Inhibition of Notch signaling by the p105 and p180 subunits of chromatin assembly factor 1 is required for follicle cell proliferation.

J Cell Sci 2019 01 25;132(2). Epub 2019 Jan 25.

Department of Biological Science, Florida State University, Tallahassee, Florida, USA

Chromatin assembly factor 1 (CAF1), a histone chaperone that mediates the deposition of histone H3/H4 onto newly synthesized DNA, is involved in Notch signaling activation during wing imaginal disc development. Here, we report another side of CAF1, wherein the subunits CAF1-p105 and CAF1-p180 (also known as CAF1-105 and CAF1-180, respectively) inhibit expression of Notch target genes and show this is required for proliferation of ovarian follicle cells.
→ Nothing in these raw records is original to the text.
PR #565, opened 2026-09-05
fix: coerce int types to float64 in memprovider float evaluation

### LINKED ISSUE #564: [DOCS] memprovider: genericResolve's comment claims int-to-float64 coercion that isn't implemented
## Observed behavior

`genericResolve`'s `float64` branch has a comment promising integer coercion that isn't implemented:

https://github.com/open-feature/go-sdk/blob/6b0824c6c7b9b69e40f26aedcc4406ad4d3a5cec/openfeature/memprovider/in_memory_provider.go#L159-L197

The comment reads "Convert float32 to float64 **and int types to float64**", but only `float32` is handled. So a variant declared as `1` (a Go `int`) evaluated via `FloatValue` yields TYPE_MISMATCH — asymmetric with the `int64` branch, which does accept `int8`/`int16`/`int32`/`int`.

```
FloatEvaluation(int variant 1)   -> value=0.1 reason=ERROR errorCode="TYPE_MISMATCH"
FloatEvaluation(float32 1.5)     -> value=1.5 reason=STATIC errorCode=""
```

## Expected Behavior

Either implement the int→float64 coercion the comment describes, or drop that clause from the comment.

Given the function's stated goal — "to provide a more forgiving API for test flag configuration" — accepting integer literals for float flags seems like the intent, since `Variants: map[string]any{"on": 1}` is an easy thing to write by hand and the failure is non-obvious.

## Steps to reproduce

```go
p := memprovider.NewInMemoryProvider(map[string]memprovider.InMemoryFlag{
	"float-flag": {
		Key:            "float-flag",
		State:          memprovider.Enabled,
		DefaultVariant: "one",
		Variants:       map[string]any{"one": 1}, // Go int, not float64
	},
})
// FloatEvaluation returns TYPE_MISMATCH rather than 1.0
```

alorentiar:
The float64 branch in genericResolve only converted float32, even though
its comment says it handles int types as well. In practice a float flag
configured with a plain int variant, e.g. `Variants: map[string]any{"on": 1}`,
came back as TYPE_MISMATCH through FloatEvaluation, while the int64 branch
accepts those same int types fine.

Added the signed int cases (int, int8, int16, int32, int64) to the float64
conversion, mirroring the int64 branch. Unsigned types still fall through to
a type mismatch, which is what the doc comment on the helper states.

Tests cover each coerced type plus one case locking in the unsigned behavior.

Fixes #564

### DIFF
--- a/openfeature/memprovider/in_memory_provider.go
+++ b/openfeature/memprovider/in_memory_provider.go
@@ -157,7 +157,7 @@ func (i InMemoryProvider) find(flag string) (*InMemoryFlag, *openfeature.Provide
 // helpers
 
 // genericResolve is a helper to extract type verified evaluation and fill openfeature.ProviderResolutionDetail.
-// It coerces smaller numeric types to their canonical forms (int* -> int64, float32 -> float64)
+// It coerces smaller numeric types to their canonical forms (int* -> int64, int* | float32 -> float64)
 // to provide a more forgiving API for test flag configuration.
 //
 // Note: Only signed integer types are supported for conversion. Unsigned integer types
--- a/openfeature/memprovider/in_memory_provider.go
+++ b/openfeature/memprovider/in_memory_provider.go
@@ -187,6 +187,16 @@ func genericResolve[T comparable](value any, defaultValue T, detail *openfeature
 		switch v := value.(type) {
 		case float32:
 			return any(float64(v)).(T)
+		case int8:
+			return any(float64(v)).(T)
+		case int16:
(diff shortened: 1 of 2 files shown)


sahidvelji (approved):

erka:
We need to change the godoc for `genericResolve` as well to match the implementation.

```go
 // It coerces smaller numeric types to their canonical forms (int* -> int64, float32 -> float64)
```

erka (approved):
Thanks @alorentiar for your contribution!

Loss-of-function of either CAF1-p105 or CAF1-p180 caused premature activation of Notch signaling reporters and early expression of the Notch target Hindsight (Hnt, also known as Pebbled), leading to Cut downregulation and inhibition of follicle cell mitosis. Our studies further show Notch is functionally responsible for these phenotypes observed in both the CAF1-p105- and CAF1-p180-deficient follicle cells. Moreover, we reveal that CAF1-p105- and CAF1-p180-dependent Cut expression is essential for inhibiting Hnt expression in follicle cells during their mitotic stage. These findings together indicate a novel negative-feedback regulatory loop between Cut and Hnt underlying CAF1-p105 and CAF-p180 regulation, which is crucial for follicle cell differentiation. In conclusion, our studies suggest CAF1 plays a dual role to sustain cell proliferation by positively or negatively regulating Notch signaling in a tissue-context-dependent manner.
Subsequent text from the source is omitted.